<<<<
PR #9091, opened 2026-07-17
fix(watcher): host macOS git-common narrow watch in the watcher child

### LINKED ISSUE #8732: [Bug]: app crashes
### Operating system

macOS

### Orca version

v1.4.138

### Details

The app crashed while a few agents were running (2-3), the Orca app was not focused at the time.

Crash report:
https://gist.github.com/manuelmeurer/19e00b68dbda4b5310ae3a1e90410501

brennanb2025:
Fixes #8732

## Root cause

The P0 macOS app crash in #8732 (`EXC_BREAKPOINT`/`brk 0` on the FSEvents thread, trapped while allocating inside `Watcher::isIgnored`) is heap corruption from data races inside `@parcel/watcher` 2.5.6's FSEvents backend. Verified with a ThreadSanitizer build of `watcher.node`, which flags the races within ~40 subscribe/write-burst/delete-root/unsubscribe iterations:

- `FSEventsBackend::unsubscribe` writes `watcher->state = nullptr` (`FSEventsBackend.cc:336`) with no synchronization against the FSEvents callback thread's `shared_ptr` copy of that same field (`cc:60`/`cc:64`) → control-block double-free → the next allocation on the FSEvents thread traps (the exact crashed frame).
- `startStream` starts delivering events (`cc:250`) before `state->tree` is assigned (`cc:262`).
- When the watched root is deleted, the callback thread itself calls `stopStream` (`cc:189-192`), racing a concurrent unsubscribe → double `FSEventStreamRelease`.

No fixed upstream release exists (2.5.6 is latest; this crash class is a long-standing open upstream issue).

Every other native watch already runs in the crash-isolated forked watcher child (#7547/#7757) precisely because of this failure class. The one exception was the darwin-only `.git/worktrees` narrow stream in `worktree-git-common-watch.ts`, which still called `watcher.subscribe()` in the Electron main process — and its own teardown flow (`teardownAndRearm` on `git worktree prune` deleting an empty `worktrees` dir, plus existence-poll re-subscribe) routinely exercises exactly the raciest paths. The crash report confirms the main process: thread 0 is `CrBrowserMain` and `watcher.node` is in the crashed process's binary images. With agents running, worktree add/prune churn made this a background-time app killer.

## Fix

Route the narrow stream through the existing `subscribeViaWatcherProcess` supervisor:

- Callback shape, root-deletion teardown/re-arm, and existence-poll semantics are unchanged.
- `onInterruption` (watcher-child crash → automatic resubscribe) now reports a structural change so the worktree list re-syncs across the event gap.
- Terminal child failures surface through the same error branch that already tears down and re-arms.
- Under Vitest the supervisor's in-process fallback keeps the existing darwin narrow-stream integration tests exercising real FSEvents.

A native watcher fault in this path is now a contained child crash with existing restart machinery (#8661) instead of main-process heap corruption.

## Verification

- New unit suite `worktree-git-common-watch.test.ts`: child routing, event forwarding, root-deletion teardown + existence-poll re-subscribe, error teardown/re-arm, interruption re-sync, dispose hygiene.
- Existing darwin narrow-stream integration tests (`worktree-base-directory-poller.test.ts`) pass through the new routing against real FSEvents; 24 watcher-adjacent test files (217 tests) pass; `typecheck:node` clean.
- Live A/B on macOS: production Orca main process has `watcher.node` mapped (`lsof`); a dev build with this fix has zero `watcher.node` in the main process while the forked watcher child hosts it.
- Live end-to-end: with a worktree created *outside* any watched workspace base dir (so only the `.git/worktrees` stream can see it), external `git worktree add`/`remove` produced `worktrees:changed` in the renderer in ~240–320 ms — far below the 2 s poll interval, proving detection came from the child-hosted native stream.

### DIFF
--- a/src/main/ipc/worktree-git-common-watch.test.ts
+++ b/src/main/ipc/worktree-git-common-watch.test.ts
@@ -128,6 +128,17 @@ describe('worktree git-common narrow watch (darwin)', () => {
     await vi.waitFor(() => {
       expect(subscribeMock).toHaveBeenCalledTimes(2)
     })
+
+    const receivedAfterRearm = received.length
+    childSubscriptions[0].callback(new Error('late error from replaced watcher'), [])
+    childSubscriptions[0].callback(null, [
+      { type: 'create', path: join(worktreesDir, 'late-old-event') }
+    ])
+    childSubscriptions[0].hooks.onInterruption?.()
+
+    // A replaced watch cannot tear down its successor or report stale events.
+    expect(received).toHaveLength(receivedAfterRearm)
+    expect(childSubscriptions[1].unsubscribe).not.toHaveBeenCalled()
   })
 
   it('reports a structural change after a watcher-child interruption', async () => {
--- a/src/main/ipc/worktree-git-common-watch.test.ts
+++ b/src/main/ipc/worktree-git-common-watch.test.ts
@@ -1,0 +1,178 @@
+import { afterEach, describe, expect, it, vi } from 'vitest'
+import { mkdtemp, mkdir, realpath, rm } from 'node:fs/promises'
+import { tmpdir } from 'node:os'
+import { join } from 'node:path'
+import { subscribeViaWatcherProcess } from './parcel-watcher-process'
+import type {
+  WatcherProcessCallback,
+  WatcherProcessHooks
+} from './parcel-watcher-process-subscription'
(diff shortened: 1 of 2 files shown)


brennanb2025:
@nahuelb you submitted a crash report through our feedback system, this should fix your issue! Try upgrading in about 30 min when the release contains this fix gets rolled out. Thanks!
>>>>
> **EXERCISE**: Collect the complete line wherever the string "Orca" appears in the records.

> **SOLUTION TO THIS PROBLEM**:
### Orca version
The app crashed while a few agents were running (2-3), the Orca app was not focused at the time.
- Live A/B on macOS: production Orca main process has `watcher.node` mapped (`lsof`); a dev build with this fix has zero `watcher.node` in the main process while the forked watcher child hosts it.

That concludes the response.